Люди Саида Ахмета смирились с невозможностью пересечь разделявшую нас полосу — военным, побывавшим в боях с применением стрелкового оружия, известно, какое страшное деморализующее воздействие оказывает снайперский огонь противника, — и ограничивались редкими одиночными выстрелами, далеко не прицельными.

Скорее всего, в лесу тоже дожидались темени, чтобы расправиться со мной под её покровом. Я не отвечал им. У меня оставалось всего десять патронов, и палить лишь для острастки было бы неразумно.

Как только сумерки сгустились и окрестности потеряли чёткость очертаний, я скатился по осыпи, насколько мог быстро пересёк речку и размеренным бегом устремился в глубину поймы, к лесу, темневшему за ней.

По истечении непродолжительного времени сзади, с верха обрыва, донеслись отдалённые крики, брань, ударили автоматные очереди, по ровному поёму веером пролетели пули, пять или шесть из них просвистели над головой, и на этом стрельба закончилась.

До своих я добрался под утро; несколько часов отсыпался, после чего основательно подзакусил в столовой — первое, второе и компот — и, отдохнув ещё немного, в полдень прибыл в госпиталь к старшему лейтенанту Лошкарину. Сжато рассказал о пребывании на краю приречного обрыва.

Голова у меня была забинтована; он спросил, как я чувствую себя, на что я ответил, что ударило острым камнем при взрывной волне, день-два — и затянется, в общем, пустяк, не стоящий внимания.

Лошкарин поблагодарил меня за службу, а при расставании сказал:

— Ты остался жив — это главное, — и, пройдясь по мне тёплым одобрительным взглядом, добавил: — Благодаря тебе все мы остались живы. Век этого не забуду. Если что, всегда можешь рассчитывать на мою поддержку — в любой ситуации, какой бы тяжёлой она ни была.

— Э-э, товарищ старший лейтенант, — ответил я, — считайте, что мы просто квиты. В прошлый раз благодаря вам я остался жив, и это я тоже не забуду.

«Прошлый раз» был полтора месяца назад. Тогда мы попали под атаку ударного беспилотника; бомба взорвалась в нескольких шагах, и я оказался погребённым под толстым слоем земли, только ноги по колени торчали снаружи.

Лошкарин первым бросился мне на помощь, за ним подоспели другие бойцы.
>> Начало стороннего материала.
PR #354, opened 2024-06-06
feat(admin-api): enable auth headers for admin api routes

frdomovic:
# feat(admin-api): enable auth headers for admin api routes

## Summary
In this PR admin API routes were split into two different routers.
One router is protected routes which should be always protected, and unprotected routes which should not be protected when there are no root keys saved in the DID.

Unprotected routes:
- "/health" - to ping node when setting up the node URL
- "/fetch-challenge" - to be able to sign challenge in process of adding the root key
- "/root-key"- to be able to add the first root key

Once the DID has saved root_key, auth layer is also applied to unprotected routes. 

Requires adding auth headers to calimero sdk and admin dashboard

## Summary by CodeRabbit

- **New Features**
    - Added a constant `APP_URL` and functions for managing application endpoints in `storage.ts`.
    - Introduced functionality for creating authentication headers in `auth/headers.ts`.
    - Updated version from "0.0.22" to "0.0.23" in `package.json`.

- **Refactor**
    - Reorganized routing logic in `admin/service.rs` with new routers and function imports.
    - Updated interfaces in `nodeApi.ts` to include a `contextId` field.
    - Renamed and added variables in routing logic within `admin/service.rs`.

- **Documentation**
    - No alterations to exported or public entities in `package.json` and other files.

### DIFF
--- a/packages/calimero-sdk/package.json
+++ b/packages/calimero-sdk/package.json
@@ -1,6 +1,6 @@
 {
   "name": "@calimero-is-near/calimero-p2p-sdk",
-  "version": "0.0.22",
+  "version": "0.0.23",
   "description": "Javascript library to interact with Calimero P2P node",
   "type": "module",
   "main": "lib/index.js",


crates/server/src/admin/storage/did.rs
```diff
@@ -25,6 +25,18 @@ pub fn create_did(store: &Store) -> eyre::Result<Did> {
     Ok(did_document)
 }
 
+pub fn get_did(store: &Store) -> eyre::Result<Option<Did>> {
```
MatejVukosav: This will crash if there is no did. Use `get_or_create_did`

frdomovic:
```
 let did_vec = storage.get(&DID_KEY.as_bytes().to_vec())?;
    match did_vec {
        Some(bytes) => serde_json::from_slice(&bytes)
            .map_err(|e| eyre::Report::new(e).wrap_err("Deserialization error")),
        None => Ok(None)
    }
```
Don't understand, wont it just return none? It says the return type for `storage.get` is `Option<Vec<u8>>` so returns `some` or `none`. And if you are talking about `ReadOnlyStore` implementation, is there something blocking  this code from having crash recovery or?
```
 pub fn get(&self, key: &db::Key) -> eyre::Result<Option<db::Value>> {
        self.inner
            .get(&get_application_key(self.application_id.clone(), key))
    }
```

frdomovic: cc @miraclx

MatejVukosav: Few things:

1. auth should be added to the whole admin service and not just to separate routes
2. we need DID and I don't see any value in not creating it if it does not exist. It eliminates useless checks. What you care about are data inside.

miraclx: seconded

crates/server/src/admin/service.rs
```diff
@@ -186,11 +186,19 @@ fn handle_root_key_result(result: eyre::Result<bool>) -> axum::http::Response<ax
...
     Extension(state): Extension<Arc<AdminState>>,
     Json(req): Json<PubKeyRequest>,
 ) -> impl IntoResponse {
     let recipient = "me";
+    
+    let did_result = crate::admin::storage::did::get_did(&state.store);
+
+    if let Ok(Some(mut did)) = did_result {
+        let result = crate::middleware::auth::auth(&headers, &state.store);
+    }
```
miraclx: and I'm not exactly sure I understand what this is supposed to do

- are we mutating `did` or not?
- do we need `result`?

crates/server/src/admin/service.rs
```diff
@@ -76,7 +74,29 @@ pub(crate) fn setup(
...
+
+    let mut exempted_router = Router::new()
+        .route("/health", get(health_check_handler))
+        .route("/root-key", post(create_root_key_handler))
+        .route("/request-challenge", post(request_challenge_handler))
+        .layer(Extension(shared_state.clone()));
+
+    if has_root_keys {
+        exempted_router = exempted_router.layer(middleware::auth::AuthSignatureLayer::new(store));
+    }
```
miraclx: if I read this right, then the first time this is executed without any root keys, there will be no authentication

and it will stay unauthenticated until we restart the node right?

frdomovic: Yeah, I see the issue now, will add this logic as a layer

crates/server/src/admin/service.rs
```diff
@@ -76,7 +74,29 @@ pub(crate) fn setup(
...
+
+    let did_result = get_or_create_did(&store).map_err(|err| parse_api_error(err));
+
+    let has_root_keys = match did_result {
+        Ok(did) => did.root_keys.len() > 0,
+        Err(_) => false,
+    };
+
+    let mut exempted_router = Router::new()
+        .route("/health", get(health_check_handler))
```
MatejVukosav, line 91: health should remain unprotected

crates/server/src/admin/service.rs
```diff
@@ -76,7 +74,29 @@ pub(crate) fn setup(
...
+        .route("/root-key", post(create_root_key_handler))
+        .route("/request-challenge", post(request_challenge_handler))
```
MatejVukosav: How will you login if you cannot retrieve challenge?

crates/server/src/admin/service.rs
frdomovic: updated

crates/server/src/admin/service.rs
frdomovic: removed this as we dont need auth on exempted routes

crates/server/src/admin/service.rs
```diff
@@ -76,7 +73,19 @@ pub(crate) fn setup(
         .route("/contexts/:context_id/client-keys", get(get_context_client_keys_handler))
         .route("/contexts/:context_id/storage", get(get_context_storage_handler))
         .route("/contexts", get(get_contexts_handler))
-        .layer(Extension(shared_state))
+        .layer(middleware::auth::AuthSignatureLayer::new(store.clone()))
+        .layer(Extension(shared_state.clone()));
+
+    let exempted_router = Router::new()
```
MatejVukosav: non_protected_router

miraclx: unprotected

MatejVukosav: Even better

crates/server/src/admin/service.rs
```diff
@@ -76,7 +73,19 @@ pub(crate) fn setup(
...
+        .route("/health", get(health_check_handler))
+        .route("/root-key", post(create_root_key_handler))
```
MatejVukosav: Should be protected

packages/calimero-sdk/src/api/nodeApi.ts
```diff
@@ -50,12 +50,14 @@ export interface LoginRequest {
...
   payload: Payload;
   walletMetadata: WalletMetadata;
+  contextId: string;
 }
 
 export interface RootKeyRequest {
   walletSignature: String;
   payload: Payload;
   walletMetadata: WalletMetadata;
+  contextId: string;
```
MatejVukosav: why do you need contextId for root key?

packages/calimero-sdk/src/crypto/crypto.ts
```diff
@@ -0,0 +1,54 @@
+import { unmarshalPrivateKey } from '@libp2p/crypto/keys';
```
MatejVukosav: Why crypto/crypto?

`/src/auth/headers`

packages/calimero-sdk/src/storage/storage.ts
```diff
@@ -1,16 +1,17 @@
...
+export const APP_URL = "app-url";
+export const AUTHORIZED = "node-authorized";
 
 export const setStorageClientKey = (clientKey: ClientKey) => {
   localStorage.setItem(CLIENT_KEY, JSON.stringify(clientKey));
 };
 
 export const getStorageClientKey = (): ClientKey | null => {
-  if (typeof window !== 'undefined' && window.localStorage) {
+  if (typeof window !== "undefined" && window.localStorage) {
```
MatejVukosav: Hm formatter should change this to ' . Run it manually

Do you have hooks installed?

packages/calimero-sdk/src/wallets/MetamaskLogin/LoginWithMetamask.tsx
```diff
@@ -118,6 +118,7 @@ export function LoginWithMetamask({
         walletSignature: signData,
         payload: walletSignatureData?.payload,
         walletMetadata: walletMetadata,
+        contextId: applicationId,
```
MatejVukosav: This is not part of this PR.

frdomovic: Screenshot 2024-06-19 at 17 52 33
Auth wrapper already has this context_id header check thats why adding this is needed.

packages/calimero-sdk/src/api/nodeApi.ts
frdomovic: leftover, removed

packages/calimero-sdk/src/crypto/crypto.ts
frdomovic: updated

packages/calimero-sdk/src/storage/storage.ts
frdomovic: updated

packages/calimero-sdk/src/auth/headers.ts
```diff
@@ -0,0 +1,56 @@
...
+import { ClientKey } from '../types/storage';
+import { getStorageClientKey } from '../storage/storage';
+
+export interface AxiosHeader {
+  [key: string]: string;
+}
+
+export async function createAuthHeader(
+  payload: string,
+  contextId: string = "admin-ui"
```
MatejVukosav: this is in sdk. Why admin-ui?

packages/calimero-sdk/src/auth/headers.ts
```diff
@@ -0,0 +1,56 @@
...
+  const privateKey: PrivateKey = await getPrivateKey();
+
+  if (!privateKey) {
+    return null;
+  }
+
+  const encoder = new TextEncoder();
+  const contentBuff = encoder.encode(payload);
+
+  const signing_key = bs58.encode(privateKey.public.bytes);
```
MatejVukosav: signingKey

packages/calimero-sdk/src/wallets/MetamaskLogin/LoginWithMetamask.tsx
MatejVukosav: Now, when I think more about it, I think it will not work. We don't know the context id during login. We only know the application id... and multiple contexts can use the same application

packages/calimero-sdk/src/auth/headers.ts
frdomovic: Linked to previous comment; as we don't have the context id for admin ui login I added this as default value. 
Client key must have contextId as we are linking them later in context details

packages/calimero-sdk/src/wallets/MetamaskLogin/LoginWithMetamask.tsx
frdomovic: It will work when context id replaces application id. When this happens we can just put context id in envs of application e.g. only peers client. 
Right now this works when you pass application id as context id and apart from checking if the header exists there are no other tests with context_id. This new field is only used in context details > client keys so it does not break anything else.

packages/calimero-sdk/src/auth/headers.ts
frdomovic: updated

packages/calimero-sdk/src/auth/headers.ts
MatejVukosav: But add it to admin-ui when it uses sdk, not in sdk itself

packages/calimero-sdk/src/wallets/MetamaskLogin/LoginWithMetamask.tsx
MatejVukosav: But you don't know context upfront

MatejVukosav: and you will be able to switch contexts inside the app

frdomovic: So what do you propose should be done?

packages/calimero-sdk/src/auth/headers.ts
frdomovic: updated

crates/server/src/admin/service.rs
```diff
@@ -91,7 +84,24 @@ pub(crate) fn setup(
             get(handlers::context::get_context_storage_handler),
         )
         .route("/contexts", get(handlers::context::get_contexts_handler))
-        .layer(Extension(shared_state))
+        .layer(middleware::auth::AuthSignatureLayer::new(store.clone()))
```
MatejVukosav: do you need clone here

frdomovic: removed

packages/calimero-sdk/src/wallets/MetamaskLogin/LoginWithMetamask.tsx
MatejVukosav: Lets wait for Mira to deploy context and then we can check it. I think we will need to remove client keys from context and bring them to level of root keys, independent.

crates/server/src/admin/service.rs
```diff
@@ -47,27 +49,18 @@ pub(crate) fn setup(
     let session_layer = SessionManagerLayer::new(session_store).with_secure(false);
 
     let shared_state = Arc::new(AdminState {
-        store,
+        store: store.clone(),
```
MatejVukosav, line 52: Check if this will work across multiple calls. We had some issues with cloning store before but can't recall exactly what was it

packages/calimero-sdk/src/wallets/MetamaskLogin/LoginWithMetamask.tsx
frdomovic: Okay

frdomovic: cc @miraclx

frdomovic: Tested the admin ui and it works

Через пару минут меня откопали, и я отделался лишь контузией: неделю ничего не видел и лежал в госпитале, покуда зрение не восстановилось полностью.

— Нет, Измайлов, — возразил старлей, — тогда всё происходило как бы по независящим обстоятельствам и на автомате, а вчера ты сознательно решил пожертвовать собой, чтобы спасти остальных, и тебе просто повезло, что остался в живых. Ещё раз говорю: всегда можешь рассчитывать на мою помощь.

Однако война раскидала нас по разным сторонам, и свидеться со старлеем мне больше не довелось.

…Давно же это было! Тогда мы, пятеро спецназовцев, уходили от не знавшего пощады грозного противника, и сейчас — только вдвоём — тоже спасались, бежали от врага не менее страшного и безжалостного. До чего всё похоже!

От «Полярного медведя» до дома — четыре или пять тысяч километров. Сколько раз, бывало, смотрел я за колючую лагерную проволоку и мечтал одолеть это расстояние. И дышать воздухом свободы.